The advantage of the hypermarket is that it offers a wide
selection of products so that consumers can do their marketing at a single
store, rather than having to go from place to place. One reviewer for FutureMovies wrote,
“…its horrifying to go on a tour of a Czech branch of Tescos [a European
hypermarket chain] and realize that soon people will literally live their life
out in hypermarkets: born in their hospitals, clothed and fed and housed by
them, and finally buried by them.” Is this happening today? To an extent, yes
it is. However, the odds of Wal-Mart or Target getting into the medical,
wedding or funeral business is slight, but you can’t say the odds are zero. After
all, in addition to movie theatres and restaurants, some Czech hypermarkets do
offer chapels where weddings and other religious services can be performed.
Here in the US
today, price and convenience rather than entertainment and religious services
work to the advantage of the big boxes, but that is all. What do you, the small
business owner, have to compete? You have quality products and good customer
service. The Czech hypermarkets have already realized this and are introducing
more and more quality goods and services, but that lesson seems to be lost here
in the US
where price is king. True, your purchase volume may not give you the same
discounts that the hypermarket has, but then the products these big players are
buying are mostly cheap, bottom of the line or off-brand stuff. With them, it
is all about price. For you it’s about quality. Those who appreciate quality
will come to you. So will those who appreciate good customer service. One thing
that is true of the big-box stores is that you need to know what you are
looking for before you walk in. Why?
You need to know what you want because the salespeople at most of these places
are worse than useless. It isn’t necessarily their fault, either. With poor
training, poor wages, poor benefits, low morale and chronic, purposeful
understaffing; there is no wonder that the big-box customer experience is about
as pleasant as a trip to the DMV to get new license plates.

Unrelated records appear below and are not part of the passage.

PR #2134, opened 2020-08-01
Fixed bad usage of Set<String>.contains(MD5Key)

ebudai:
contains(Object) was being called on Set<String>, with an instance of MD5Key as the parameter, leading to the check always returning false.

---
This change is [Reviewable](https://reviewable.io/reviews/rptools/maptool/2134)


Phergus:
Note this code is for updating remote repositories via FTP which is not enabled in the current code.

Phergus:
Lumping in with #2135

Issue #2135, opened 2020-08-01
Code cleanup


ebudai:
There are several redundant null checks, and many places where if conditions are always true or false.

Phergus:
@ebudai let me know when you have no more changes to commit and we'll close this one.

ebudai:
I'll do another couple PRs against this so they don't get too large

Phergus:
@ebudai   Seeing a unit test failure when doing a `gradlew build` after merging in #2143 .

`MapToolLineParserTest.java`
```
org.opentest4j.AssertionFailedError: expected line #1:`expanded roll sh[...]` doesn't match ==> expected: <
expanded roll shows ...if\(1 == 1, 1, 0\) = 1.
> but was: <
expanded roll shows ???if(1 == 1, 1, 0) = 1?1?
>
```

selquest:
@Phergus that's the test failure I had in my original dev environment since #2062.  I upgraded my dev box (was Mint 19, now Mint 20) and that got the test working for me.  Still working after merging #2143 too.

That test is looking for specific characters that are apparently somewhat environment-specific - not really ideal in a unit test, but it's working in all the auto-build environments, so..

Phergus:
Interesting.  IntelliJ has had several updates lately so maybe that's what has broken it here on my Win10 system.

It's failing from both IntelliJ and the command line for me so probably not IntelliJ.  Maybe a Windows update somehow.

Phergus:
No issues seen with code changes.

PR #2137, opened 2020-08-01
a lot of small clean-ups/fixes

ebudai:
against #2135

---
This change is [Reviewable](https://reviewable.io/reviews/rptools/maptool/2137)


ebudai:
The unthrown exception signatures went pretty bad, ill remove all that stuff and make a new PR

PR #2141, opened 2020-08-02
more cleanups

ebudai:
For the exception throws removals, it looks at first blush that removing them would do harm, but they are either unchecked or the called methods deal with them in try/catch blocks.

Work on #2135 

---
This change is [Reviewable](https://reviewable.io/reviews/rptools/maptool/2141)

### DIFF
--- a/src/main/java/net/rptools/maptool/client/tool/PointerTool.java
+++ b/src/main/java/net/rptools/maptool/client/tool/PointerTool.java
@@ -296,11 +296,11 @@ public class PointerTool extends DefaultTool {
       }
 
       // Lee: fog exposure according to reveal type
-      if (zone.getWaypointExposureToggle()) FogUtil.exposeVisibleArea(renderer, exposeSet, false);
-      else {
+      if (zone.getWaypointExposureToggle()) {
+      } else {
         FogUtil.exposeLastPath(renderer, exposeSet);
-        FogUtil.exposeVisibleArea(renderer, exposeSet, false);
       }
+      FogUtil.exposeVisibleArea(renderer, exposeSet, false);
     }
   }
 
--- a/src/main/java/net/rptools/maptool/client/tool/PointerTool.java
+++ b/src/main/java/net/rptools/maptool/client/tool/PointerTool.java
@@ -296,8 +296,7 @@ public class PointerTool extends DefaultTool {
       }
 
       // Lee: fog exposure according to reveal type
-      if (zone.getWaypointExposureToggle()) {
-      } else {
+      if (!zone.getWaypointExposureToggle()) {
         FogUtil.exposeLastPath(renderer, exposeSet);
       }
       FogUtil.exposeVisibleArea(renderer, exposeSet, false);
--- a/src/main/java/net/rptools/maptool/client/ui/campaignproperties/CampaignPropertiesDialog.java
+++ b/src/main/java/net/rptools/maptool/client/ui/campaignproperties/CampaignPropertiesDialog.java
@@ -738,7 +738,7 @@ public class CampaignPropertiesDialog extends JDialog {
             gmOnly = false;
             owner = false;
           }
-          owner = gmOnly == true ? false : owner;
+          owner = gmOnly ? false : owner;
           try {
             Light t =
                 new Light(
--- a/src/main/java/net/rptools/maptool/client/ui/campaignproperties/CampaignPropertiesDialog.java
+++ b/src/main/java/net/rptools/maptool/client/ui/campaignproperties/CampaignPropertiesDialog.java
@@ -738,7 +738,7 @@ public class CampaignPropertiesDialog extends JDialog {
             gmOnly = false;
             owner = false;
           }
-          owner = gmOnly ? false : owner;
+          owner &= !gmOnly;
           try {
             Light t =
                 new Light(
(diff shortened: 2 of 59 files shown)


Phergus:
I am somewhat concerned about removing the try/catch blocks specifically in AddResourceDialog.  Someone went to the effort to properly setup `showMessage()` with i18n strings and that usually means users were getting cryptic exception messages.  However it doesn't seem like those exceptions could be seen there.

src/main/java/net/rptools/maptool/client/tool/PointerTool.java
```diff
@@ -296,11 +296,11 @@ public void exposeFoW(ZonePoint p) {
       }
 
       // Lee: fog exposure according to reveal type
-      if (zone.getWaypointExposureToggle()) FogUtil.exposeVisibleArea(renderer, exposeSet, false);
-      else {
+      if (zone.getWaypointExposureToggle()) {
+      } else {
```
cwisniew, line 300: For the change in PointerTool I prefer changing the if into the negative rather than an empty if block

src/main/java/net/rptools/maptool/client/ui/campaignproperties/CampaignPropertiesDialog.java
```diff
@@ -738,7 +738,7 @@ private void commitSightMap(final String text) {
             gmOnly = false;
             owner = false;
           }
-          owner = gmOnly == true ? false : owner;
+          owner &= !gmOnly;
```
cwisniew, line 741: Maybe 
owner = gmOnly ? false : owner;

owner &= !gmOnly;

makes me have to stop to think about it each time :)

src/main/java/net/rptools/maptool/model/Path.java
```diff
@@ -139,18 +139,16 @@ public T getLastJunctionPoint() {
         indexCheck++;
       }
 
-      if (waypointCheck.isEmpty())
-        processPath.addAllPathCells(nw.calculatePath(prevPoint, terminalPoint));
-      else {
+      if (waypointCheck.isEmpty()) {
+      } else {
```
cwisniew, line 143: Prefer not to have an empty if block

src/main/java/net/rptools/maptool/client/ui/campaignproperties/CampaignPropertiesDialog.java
ebudai: Intellij suggested the same thing; I went ahead and k-mapped it in my head.  I'll use the popular suggestion.

ebudai:
> I am somewhat concerned about removing the try/catch blocks specifically in AddResourceDialog. Someone went to the effort to properly setup `showMessage()` with i18n strings and that usually means users were getting cryptic exception messages. However it doesn't seem like those exceptions could be seen there.

I'll fix this by rethrowing the exceptions caught in AppSetup.installLibrary(), and restoring the catch blocks in AddResourceDialog

Phergus:
Eric - if you feel confident that those exceptions can't actually be seen there in AddResourceDialog then I'm willing to roll the dice on it.

ebudai:
> I am somewhat concerned about removing the try/catch blocks specifically in AddResourceDialog. Someone went to the effort to properly setup `showMessage()` with i18n strings and that usually means users were getting cryptic exception messages. However it doesn't seem like those exceptions could be seen there.

The exceptions are supposed to come from AppSetup.installLibrary(), but the lines which throw those are inside an EventQueue.invokeLater().  I think the solution is to put the I18n handlers inside the invokeLater() parameter.

ebudai:
> Eric - if you feel confident that those exceptions can't actually be seen there in AddResourceDialog then I'm willing to roll the dice on it.

They definitely cannot.  They are checked exceptions, so omitting them in the throws clause is a compile error.  It comes down to EventQueue.invokeLater() not throwing any checked exceptions.

ebudai:
> Also as a general comment feel free to change to lambdas when refactoring since the next release will be java 14 and no longer target older JVMs.

This is in another PR due to its immense size.

Phergus:
> > I am somewhat concerned about removing the try/catch blocks specifically in AddResourceDialog. Someone went to the effort to properly setup `showMessage()` with i18n strings and that usually means users were getting cryptic exception messages. However it doesn't seem like those exceptions could be seen there.
> 
> The exceptions are supposed to come from AppSetup.installLibrary(), but the lines which throw those are inside an EventQueue.invokeLater(). I think the solution is to put the I18n handlers inside the invokeLater() parameter.

That would better.

src/main/java/net/rptools/maptool/client/ui/campaignproperties/CampaignPropertiesDialog.java
Phergus: Yeah. I had to stop and work through it in my head when I saw that.  This is not performance sensitive code so readability is probably more important.

ebudai: It wouldn't even be faster.  It's just a bad habit.

Phergus:
@cwisniew Need your approval on the three changes.

cwisniew:
> > Also as a general comment feel free to change to lambdas when refactoring since the next release will be java 14 and no longer target older JVMs.
> 
> This is in another PR due to its immense size.

Opps I want meaning ALL the lambdas, just what you were cleaning up at the time. Feel free to do them all if you want but just didn't want my comment to be viewed as pointing out what to do :)

Phergus:
@ebudai, @cwisniew   you guys need to resolve the open discussions.

PR #2144, opened 2020-08-02
minor perf, readability improvements

ebudai:
Also some bugfixes

---
This change is [Reviewable](https://reviewable.io/reviews/rptools/maptool/2144)

### DIFF
--- a/src/main/java/net/rptools/lib/BackupManager.java
+++ b/src/main/java/net/rptools/lib/BackupManager.java
@@ -82,7 +82,7 @@ public class BackupManager {
         new Comparator<File>() {
           public int compare(File o1, File o2) {
 
-            return o1.lastModified() < o2.lastModified() ? -1 : 1;
+            return Long.compare(o1.lastModified(), o2.lastModified());
           }
         });
 
--- a/src/main/java/net/rptools/lib/ModelVersionManager.java
+++ b/src/main/java/net/rptools/lib/ModelVersionManager.java
@@ -98,9 +98,7 @@ public class ModelVersionManager {
 
     List<ModelVersionTransformation> transformList =
         transformMap.computeIfAbsent(version, k -> new LinkedList<ModelVersionTransformation>());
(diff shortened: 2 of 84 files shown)


Azhrei:
One thing that would help performance is for calls to the Logger to use lambdas whenever the string being passed is not a simple string.  In other words, the latter is better as it defers string building to only if the lambda is executed:

    log.info("message" + var1 + "message");
    log.info(() -> "message" + var1 + "message");

So if you're in the code anyway and see examples of the former, they may as well be changed.  Just something else to add to the "cleanup" list...

cwisniew:
> One thing that would help performance is for calls to the Logger to use lambdas whenever the string being passed is not a simple string. In other words, the latter is better as it defers string building to only if the lambda is executed:
> 
> ```
> log.info("message" + var1 + "message");
> log.info(() -> "message" + var1 + "message");
> ```
> 
> So if you're in the code anyway and see examples of the former, they may as well be changed. Just something else to add to the "cleanup" list...

I would say this detracts from readability and performance wise unless its in a tight loop is negligible. So I am all for leaving it as is

Azhrei:
> I would say this detracts from readability and performance wise unless its in a tight loop is negligible. So I am all for leaving it as is

I'm not surprised.  I find that an extra four characters makes it much more difficult for me, too.  YMMV.  (And if you're not concerned about performance with logging turned on, you should talk to Wolph42.  He has reported this problem more than once.)

cwisniew:
> > I would say this detracts from readability and performance wise unless its in a tight loop is negligible. So I am all for leaving it as is
> 
> I'm not surprised. I find that an extra four characters makes it much more difficult for me, too. YMMV.

Stop with the snark or don't comment please.

> (And if you're not concerned about performance with logging turned on, you should talk to Wolph42. He has reported this problem more than once.)

Have you done any investigation into Wolph42's slow downs or did you just assume it was this? Is he turning logging on at debug or info level? If so this will make it slower if anything else. Making changes like this with no information wont help anyone.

That is a gap you need to exploit, the fact that people only
go to those stores for prices and convenience, not because the products are
wonderful of that it is even a great place to shop. It is possible to compete
and win if you advertise relentlessly within your market to create and build
awareness, keep the quality of your goods high, the pricing competitive and concentrate
on making the customer experience the best it can be.